Thank you, dear brothers in Christ, for your witness to the power of repentance and forgiveness of sins. Simon Peter, you knew the shame of failing and falling, of denying your friend and Lord, and you knew the joy of God’s forgiveness. I wish you had remembered that during your speech in Solomon’s Portico. Thank you, brother Luke, for the call to proclaim the good news not only to people like us, but to all nations, and for reminding us that the Holy Spirit speaks in every language known to humankind, as we’ll hear again on Pentecost in a few weeks. And thank you especially for including us in Jesus’ commission to the disciples to be witnesses of these things. It is because of you that we can claim that mission – we too are witnesses of these things, in our own time and place.
Dearest Simon Peter, dearest Luke, I imagine that now you see things more clearly, not in that dim mirror available to you during your lifetime. I imagine that perhaps you see God face to face and now understand the damage your scapegoating has set in motion. I imagine that this too has been repented of and forgiven, but of course not forgotten, for we still have work to do that will not let us forget.
So I ask you now to be with us as we live in the resurrection, as we will pray shortly. We know that even the saints are not perfect, and that their – your – our – stumblings will help us learn and grow. So, dear Peter and Luke, join us on our journey – we depend on you. It is your witness that makes our witness possible.

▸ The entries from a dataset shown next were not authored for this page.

PR #1289, opened 2021-08-18
[enh] App manifest v2

alexAubin:
## The problem

c.f. https://github.com/YunoHost/issues/issues/1614#issuecomment-898914769

## Solution

- [x] (The following items are supposed to be only effective if manifest is explicitly declared with `packaging_format = 2`. Everything should be backward compatible / transparent for v1 apps)
- [x] Save all install question as settings (except user-provided passwords)
- [x] Load all settings in app scripts's environment (so e.g. directly define `$domain`, etc)
- [x] Auto-enable `set -eu` aka `ynh_abort_if_errors` in appropriate scripts
- [x] Handle the safety-backup-before-upgrade
- [x] Permissions are to be initialized with the appropriate `allowed` before the install script, no need to write a boring `if $is_public ...` to add visitors
- [x] Manifests are now to be written in toml
- [x] New manifest format includes in particular:
    - (Some old keys become irrelevant as they are superseded by new ones)
    - [x] The `upstream` section which is now mandatory
    - [x] An `integration` section containing:
        - [x] The `yunohost` minimum version required
        - [x] The list of supported architectures (or `all` if not relevant)
        - [x] A provided estimate of the disk and ram usage (for build and runtime)
        - [x] `sso` and `ldap` keys to declared if they are supported, or if it's irrelevant for this app
     - [x] A magic script will be provided to automatize (as much as possible) the conversion from v1 to v2
   - [x] A brand new `resource` section which will auto-provision/deprovision:
        - [x] system user
        - [x] app install directory
        - [x] data directory
        - [x] port
        - [x] apt dependencies
        - [x] permissions
        - [x] database (mysql/postgreslq)
        - [x] The resource system is to be declarative and should prevent a lot of boring backward-compat code in the upgrade scripts
- [x] (TODO) Create a new standard to define notifications in the `doc/` folder, to be a replacement for the `ynh_send_readme_to_admin`, c.f. draft in https://github.com/YunoHost/issues/issues/1957   
        - These should correspond to pre-install or post-install messages, or also pre-upgrade / post-upgrade, and possibly other scripts too

## PR Status

Work in progress, everything is broken /o/

## How to test

Zblerg


alexAubin:
Btw don't know where to put this, but created a magic script to convert manifests from v1 to v2 : https://gist.github.com/alexAubin/6a966d0e83717829d1ae12640f6067ec#file-convert_to_packaging_format_v2-py

tituspijean:
What about putting it in YunoHost/apps/tools?

alexAubin:
Yup indeed :+1: To be done once it's fully validated

tituspijean:
We also need to assess *where* would be stored the apps, if we consider establishing our own directory tree (like `/apps`).

alexAubin:
>We also need to assess where would be stored the apps, if we consider establishing our own directory tree (like /apps).

Eh yeah I was thinking about doing this in the v3 because there's already so much going on in v2 and that thing about moving app install folders has a lot of implications

PR #1301, opened 2021-08-27
Proof of concept for multiple-admins auth

alexAubin:
## The problem

Having a single is problematic for many reasons

Also we want to get rid of the weird "admin" special user because it creates confusion, etc

## Solution

Have an "admins" group containing multiple user

So far, this only demonstrates the ability to : 
- have multiple users being to authenticate on the admin/api
- accessing what's the current logged-in username (not super useful here, but useful for other projects such as the-future-portal/user-api-to-replace-part-of-ssowat)

Stuff not covered:
- ... everything else such as all the modifications in other pieces of code, and legacy migration

## PR Status

Tested and working, but much work still to be done

## How to test

- One has to first manually adds yunohost users to the `admins` group. From a yunohost shell: `ldap.update("cn=admins,ou=groups", {"memberUid": ["admin", "johndoe"]})`
- Then in the yunohost admin, login by putting in the password field : `johndoe:The_Actual_Password` (to be replaced later with two different input fields instead of this hack)
- Go to the user list to see the `print()` in `user_list()` demonstrating that we can access the currently logged in username

### DIFF
--- a/locales/en.json
+++ b/locales/en.json
@@ -481,7 +481,7 @@
     "migrations_to_be_ran_manually":  "Migration {id} has to be run manually. Please go to Tools → Migrations on the webadmin page, or run `yunohost tools migrations run`.",
     "not_enough_disk_space": "Not enough free space on '{path}'",
     "invalid_number": "Must be a number",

Finally, dear Peter and Luke, please pray with us this morning, as we chart our course out of death into life:
Gracious God, Source of all that was and is and shall be: we thank you for Jesus, who was flesh and bone and also the Author of Life. We thank you for the power of his resurrection over all that is death-dealing in this world. Cleanse us of our resentment, our desire to blame, and kindle in us the fire of love that is ours in the resurrection. We ask all this through Jesus Christ, in the power of the Holy Spirit, of whom we are your witnesses in the world. Amen.